Trouble implementing concurrent code alongside rllib environment

How severe does this issue affect your experience of using Ray?

  • High: It blocks me from completing my task.

The Problem Explanation -
I have a working reinforcement learning project in python where I run 3 methods with multiprocessing library.

  1. One process is for running Omnet++ simulation (which simulates 5g network) in a bash subprocess which is restarted whenever its duration ends. The omnet++ simulation requires to connect to an external websocket server (see second process explained below) to work.
  2. Another process is running an asynchronous websocket server which receives information from another websocket inside the simulation. This process accumulates data until a certain point and then produces something which we could call the observation for the RL agent. This is also the time when the action is supposed to be taken but I had to pass this observation into a queue t the rl environment for the reason specified below.
  3. The last process is training or testing a reinforcement learning agent from stable_baselines3 library. The action for the agent are essentially overwriting files that are frequently read by omnet++ simulation to make live adjustments.
    The reason for using different processes here was that the websocket server as well as the omnet++ simulation processes needed to block code execution (to run for long durations) and hence the agent’s training code was made to be independent of this code. To provide the agent with the information from the websocket server process, I am using the multiprocessing queue.
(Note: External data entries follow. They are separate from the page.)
PR #401, opened 2023-02-22
feat: upgraded code-fns for new theme options and lazy loading

### LINKED ISSUE #322: CodeBlock component isn't exported
**Describe the bug**
The `CodeBlock` component isn't exported in [`@motion-canvas/2d/src/components/index.ts`](https://github.com/motion-canvas/motion-canvas/blob/main/packages/2d/src/components/index.ts). Is this intentional?

**To Reproduce**
Attempt to import the CodeBlock component:
`import { CodeBlock } from "@motion-canvas/2d/lib/components";`

**Expected behavior**
The component is successfully imported.

**Console errors**
image

Text form of above error:
`Uncaught SyntaxError: The requested module '/node_modules/.vite/deps/@motion-canvas_2d_lib_components.js?v=c5be1f43' does not provide an export named 'CodeBlock'`

**Package versions:**
- `@motion-canvas/2d: ^2.3.0`

### LINKED ISSUE #396: Upgrade CodeBlock to use Shiki and VSCode themes.
This would be a breaking change, so it would be nice to get it in before 3.0. I'm working on it today.

**Description**
Hunter mentioned Shiki on the discord and I'm now experimenting with it in CodeBlock. It's looking extremely promising. As in, I wish I had known about it before. It would allow for the use of VSCode themes, which would be far better than the theme hack that I did.

If I switch to it it will likely be a breaking change on "theme", since it would switch from an object to a name for a VSCode theme. There might be other changes.

**Proposed solution**
I would update `code-fns`, release a major version, then open a pull for MC.

**Considered alternatives**
I _might_ be able to keep the current theme with another hack and just deprecate it until the 4.0 release. That's what I would do if the 3.0 was years away, but it feels unnecessary at this stage.

In retrospect, I should have brought it in as "experimental", but I never suspected that I would discover a new code highlighter so soon. I searched for a long time before settling on Starry Night.

**Additional context**
If you want your changes in, feel free to release 3.0, but if I can squeeze it in, I'll try to.

Ross-Esmond:
* CodeBlock is now exported
* new stockTheme option with common theme options like github and nord
* new, more granular theme options
* uses the shiki library

closes #396, closes #322

### DIFF
--- a/packages/2d/src/components/CodeBlock.ts
+++ b/packages/2d/src/components/CodeBlock.ts
@@ -9,6 +9,8 @@ import {
   MorphToken,
   Token,
   CodeStyle,
+  Theme,
+  Lang,
 } from 'code-fns';
 import {
   clampRemap,
@@ -21,8 +23,8 @@ import {threadable} from '@motion-canvas/core/lib/decorators';
 import {DesiredLength} from '../partials';
 import {SerializedVector2, Vector2} from '@motion-canvas/core/lib/types';
 import {
-  createComputedAsync,
   createSignal,
+  DependencyContext,
   Signal,
   SignalValue,
   SimpleSignal,
@@ -34,11 +36,12 @@ type CodePoint = [number, number];
 type CodeRange = [CodePoint, CodePoint];
 
 export interface CodeProps extends ShapeProps {
-  language?: string;
+  language?: Lang;
   children?: CodeTree | string;
   code?: SignalValue<CodeTree | string>;
   selection?: CodeRange[];
   theme?: CodeStyle;
+  stockTheme?: Theme;
 }
 
 export interface CodeModification {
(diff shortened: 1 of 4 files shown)


packages/2d/src/components/CodeBlock.ts
```diff
@@ -47,14 +50,44 @@ export interface CodeModification {
...
   @signal()
-  public declare readonly language: SimpleSignal<string, this>;
+  public declare readonly language: SimpleSignal<Lang, this>;
+
+  @initial(undefined)
+  @signal()
+  public declare readonly stockTheme: SimpleSignal<Theme | undefined, this>;
+
+  protected static loadedLanguages = new Map<Lang, boolean>();
+  protected static loadedThemes = new Map<Theme, boolean>();
```
aarthificial, line 62: Looks like these could be simple Sets

packages/2d/src/components/CodeBlock.ts
```diff
@@ -47,14 +50,44 @@ export interface CodeModification {
...
+            CodeBlock.loadedThemes.set(theme, true);
+          }
+        }),
+      );
+      return false;
+    }
+
+    return (
+      CodeBlock.loadedLanguages.get(language) &&
+      (theme == null || CodeBlock.loadedThemes.get(theme))
```
aarthificial, line 88: Couldn't it be:
```suggestion
      CodeBlock.loadedLanguages.has(language) &&
      (theme == null || CodeBlock.loadedThemes.has(theme))
```
?

packages/2d/src/components/CodeBlock.ts
```diff
@@ -47,14 +50,44 @@ export interface CodeModification {
...
-  );
-
   @initial('tsx')
   @signal()
-  public declare readonly language: SimpleSignal<string, this>;
+  public declare readonly language: SimpleSignal<Lang, this>;
+
+  @initial(undefined)
+  @signal()
+  public declare readonly stockTheme: SimpleSignal<Theme | undefined, this>;
```
aarthificial, line 59: The default value should be `null` to be consistent with other Node properties:
```suggestion
  @initial(null)
  @signal()
  public declare readonly stockTheme: SimpleSignal<Theme | null, this>;
```

packages/2d/src/components/CodeBlock.ts
Ross-Esmond: I actually intended for these to use `false` as well. The false means that the language or theme is loading but isn't loaded yet.

packages/2d/src/components/CodeBlock.ts
Ross-Esmond: I updated the code.

aarthificial (approved):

Now I am switching to the rllib because I want to move to multiple agents, not available in stable_baselines3 library. While researching how to build the environment was a relatively easy task, getting the simulation and websocket working with rllib has turned out to be a difficult task. I am open to completely restructuring the code but I have no clear idea how the whole system should be designed. Ultimately I want to have multiple PCs running such systems (Simulation-Websocket-MultiAgentRL) and the policies be trained from all those PCs. As such, I need your help in defining a clear structure for the solution that could accomodate the current implementations of simulation and the websocket code (note that additional code can be added to them as both of them have looping structure).

Things I have tried -

  1. Implementing an MultiAgentEnv environment
  2. Defining a ray node consisting of (@ray.remote) classes for each of the methods (was suggested in a post in this forum)
  3. Changing the queue to ray’s version
  4. Importing multiprocessing inside a ray actor and running the processes concurrently (was suggested in a post in this forum)
  5. Kafka queue
  6. Multiple combinations of the above mentioned

Things I haven’t implemented but I believe could be interesting to my problem -

  1. Defining the environment as ExternalMultiAgentEnv instead of MultiAgentEnv. While I understood the concept of having an external environment, the page for this topic doesn’t clearly specify how differently I have to train the agent from a generic case.
  2. Defining Policy Server and Client for Simulation-Websocket combo but I currently don’t know how this can be implemented since both the simulation and websocket methods are code blocking and cannot be changed much.
    If you believe any of these could actually solve my problem, please point me to an example code; it would be of great help.

I am new to ray but I have been constantly reading up documentation and forum posts for the last two weeks. Please let me know if you need more information or explanation. Thank you!